## PROMPT
Which of the lines below include "unable"? Each one should be copied out.

## Stored data
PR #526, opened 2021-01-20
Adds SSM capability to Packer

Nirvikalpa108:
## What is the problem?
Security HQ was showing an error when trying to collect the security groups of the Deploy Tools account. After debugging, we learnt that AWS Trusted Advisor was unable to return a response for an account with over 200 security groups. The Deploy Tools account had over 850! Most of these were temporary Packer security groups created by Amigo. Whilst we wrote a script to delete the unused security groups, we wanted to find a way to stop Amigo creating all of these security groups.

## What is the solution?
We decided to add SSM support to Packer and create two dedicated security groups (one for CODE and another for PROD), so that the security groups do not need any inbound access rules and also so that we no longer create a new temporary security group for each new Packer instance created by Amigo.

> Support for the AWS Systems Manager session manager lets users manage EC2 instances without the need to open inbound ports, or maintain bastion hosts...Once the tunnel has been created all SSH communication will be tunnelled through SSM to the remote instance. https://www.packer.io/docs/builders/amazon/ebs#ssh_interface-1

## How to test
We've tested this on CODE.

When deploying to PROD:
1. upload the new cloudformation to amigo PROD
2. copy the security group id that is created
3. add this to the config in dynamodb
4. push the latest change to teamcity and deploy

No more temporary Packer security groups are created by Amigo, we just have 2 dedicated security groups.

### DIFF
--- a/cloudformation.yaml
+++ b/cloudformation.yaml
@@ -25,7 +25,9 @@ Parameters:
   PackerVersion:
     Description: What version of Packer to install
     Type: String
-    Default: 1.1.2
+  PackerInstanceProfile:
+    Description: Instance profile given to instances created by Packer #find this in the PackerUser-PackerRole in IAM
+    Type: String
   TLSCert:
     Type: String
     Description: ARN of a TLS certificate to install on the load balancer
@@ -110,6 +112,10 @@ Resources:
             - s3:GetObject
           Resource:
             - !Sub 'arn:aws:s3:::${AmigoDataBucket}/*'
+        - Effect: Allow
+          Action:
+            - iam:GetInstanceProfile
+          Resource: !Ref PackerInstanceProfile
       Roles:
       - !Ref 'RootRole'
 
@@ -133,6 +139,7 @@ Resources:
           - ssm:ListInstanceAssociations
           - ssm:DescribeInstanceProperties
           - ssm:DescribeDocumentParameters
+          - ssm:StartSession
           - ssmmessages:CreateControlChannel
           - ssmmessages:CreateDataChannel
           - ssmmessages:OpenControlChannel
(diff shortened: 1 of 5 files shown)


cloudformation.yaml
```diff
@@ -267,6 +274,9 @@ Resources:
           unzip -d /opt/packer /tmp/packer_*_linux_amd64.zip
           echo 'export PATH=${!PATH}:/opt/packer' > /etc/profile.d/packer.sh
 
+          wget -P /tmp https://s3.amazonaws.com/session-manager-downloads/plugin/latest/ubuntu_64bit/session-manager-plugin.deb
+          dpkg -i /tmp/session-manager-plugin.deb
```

* * *

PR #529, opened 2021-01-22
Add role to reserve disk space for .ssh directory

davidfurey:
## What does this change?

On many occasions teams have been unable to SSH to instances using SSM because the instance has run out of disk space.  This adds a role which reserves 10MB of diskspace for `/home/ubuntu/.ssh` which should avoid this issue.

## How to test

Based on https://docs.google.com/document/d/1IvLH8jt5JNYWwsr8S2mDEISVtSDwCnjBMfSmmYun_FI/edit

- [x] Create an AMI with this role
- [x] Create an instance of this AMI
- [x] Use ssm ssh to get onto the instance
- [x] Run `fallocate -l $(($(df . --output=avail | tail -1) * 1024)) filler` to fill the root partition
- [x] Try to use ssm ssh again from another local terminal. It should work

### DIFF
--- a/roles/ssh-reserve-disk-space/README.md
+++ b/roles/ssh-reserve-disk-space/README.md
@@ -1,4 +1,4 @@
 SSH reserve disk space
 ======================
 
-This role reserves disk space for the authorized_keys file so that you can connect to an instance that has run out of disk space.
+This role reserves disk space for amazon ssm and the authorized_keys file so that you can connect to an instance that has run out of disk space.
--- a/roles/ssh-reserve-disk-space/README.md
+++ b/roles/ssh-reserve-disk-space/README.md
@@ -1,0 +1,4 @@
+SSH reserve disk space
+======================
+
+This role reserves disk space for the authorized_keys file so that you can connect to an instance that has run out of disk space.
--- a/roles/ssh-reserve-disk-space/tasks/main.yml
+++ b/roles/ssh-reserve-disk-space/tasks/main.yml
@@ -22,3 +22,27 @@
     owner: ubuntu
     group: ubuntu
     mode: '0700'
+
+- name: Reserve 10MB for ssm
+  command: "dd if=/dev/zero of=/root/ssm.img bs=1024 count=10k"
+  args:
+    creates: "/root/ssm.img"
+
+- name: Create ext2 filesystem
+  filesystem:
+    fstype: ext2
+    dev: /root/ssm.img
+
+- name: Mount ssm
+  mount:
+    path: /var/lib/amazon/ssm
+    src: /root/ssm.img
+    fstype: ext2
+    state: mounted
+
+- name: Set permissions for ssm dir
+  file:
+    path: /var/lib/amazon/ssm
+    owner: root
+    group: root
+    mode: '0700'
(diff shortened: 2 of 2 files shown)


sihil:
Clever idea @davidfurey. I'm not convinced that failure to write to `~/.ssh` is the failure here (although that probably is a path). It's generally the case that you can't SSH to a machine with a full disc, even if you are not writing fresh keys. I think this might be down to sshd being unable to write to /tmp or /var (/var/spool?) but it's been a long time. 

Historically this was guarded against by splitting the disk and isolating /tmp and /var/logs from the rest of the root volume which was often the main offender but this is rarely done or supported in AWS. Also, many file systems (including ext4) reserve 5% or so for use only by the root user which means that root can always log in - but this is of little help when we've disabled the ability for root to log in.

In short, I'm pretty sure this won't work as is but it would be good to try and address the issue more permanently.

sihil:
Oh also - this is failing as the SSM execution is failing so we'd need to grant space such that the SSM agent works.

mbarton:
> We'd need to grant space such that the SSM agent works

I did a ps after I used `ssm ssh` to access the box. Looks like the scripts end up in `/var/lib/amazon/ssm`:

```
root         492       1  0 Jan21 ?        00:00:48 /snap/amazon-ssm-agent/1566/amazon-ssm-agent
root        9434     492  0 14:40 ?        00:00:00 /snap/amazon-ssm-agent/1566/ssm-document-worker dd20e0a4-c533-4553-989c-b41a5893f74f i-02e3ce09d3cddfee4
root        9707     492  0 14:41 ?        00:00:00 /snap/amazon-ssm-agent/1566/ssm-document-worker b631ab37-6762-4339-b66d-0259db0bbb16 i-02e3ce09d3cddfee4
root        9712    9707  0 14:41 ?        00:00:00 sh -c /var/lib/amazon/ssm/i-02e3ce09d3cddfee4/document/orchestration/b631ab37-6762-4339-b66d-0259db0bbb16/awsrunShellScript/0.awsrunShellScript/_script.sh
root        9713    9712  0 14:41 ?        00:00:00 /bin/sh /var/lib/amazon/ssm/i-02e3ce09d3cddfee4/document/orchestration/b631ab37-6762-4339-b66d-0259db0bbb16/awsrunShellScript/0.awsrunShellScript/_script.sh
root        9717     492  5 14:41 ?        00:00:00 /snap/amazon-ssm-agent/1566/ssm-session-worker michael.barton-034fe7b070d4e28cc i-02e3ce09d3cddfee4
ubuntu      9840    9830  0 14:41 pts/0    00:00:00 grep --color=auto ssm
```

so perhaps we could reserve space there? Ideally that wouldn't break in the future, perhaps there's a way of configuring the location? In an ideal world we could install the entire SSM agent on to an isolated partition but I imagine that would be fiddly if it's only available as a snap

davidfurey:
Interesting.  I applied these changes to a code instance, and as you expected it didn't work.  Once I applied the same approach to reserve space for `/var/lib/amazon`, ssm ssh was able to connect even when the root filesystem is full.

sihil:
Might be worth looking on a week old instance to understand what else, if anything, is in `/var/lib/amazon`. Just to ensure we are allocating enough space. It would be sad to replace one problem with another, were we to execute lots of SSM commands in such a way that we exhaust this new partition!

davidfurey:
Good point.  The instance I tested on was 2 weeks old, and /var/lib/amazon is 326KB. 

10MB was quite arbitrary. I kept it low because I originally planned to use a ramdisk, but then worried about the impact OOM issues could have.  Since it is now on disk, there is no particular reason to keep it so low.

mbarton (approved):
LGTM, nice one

## SOLUTION FOR THIS TASK
Security HQ was showing an error when trying to collect the security groups of the Deploy Tools account. After debugging, we learnt that AWS Trusted Advisor was unable to return a response for an account with over 200 security groups. The Deploy Tools account had over 850! Most of these were temporary Packer security groups created by Amigo. Whilst we wrote a script to delete the unused security groups, we wanted to find a way to stop Amigo creating all of these security groups.
On many occasions teams have been unable to SSH to instances using SSM because the instance has run out of disk space.  This adds a role which reserves 10MB of diskspace for `/home/ubuntu/.ssh` which should avoid this issue.
Clever idea @davidfurey. I'm not convinced that failure to write to `~/.ssh` is the failure here (although that probably is a path). It's generally the case that you can't SSH to a machine with a full disc, even if you are not writing fresh keys. I think this might be down to sshd being unable to write to /tmp or /var (/var/spool?) but it's been a long time. 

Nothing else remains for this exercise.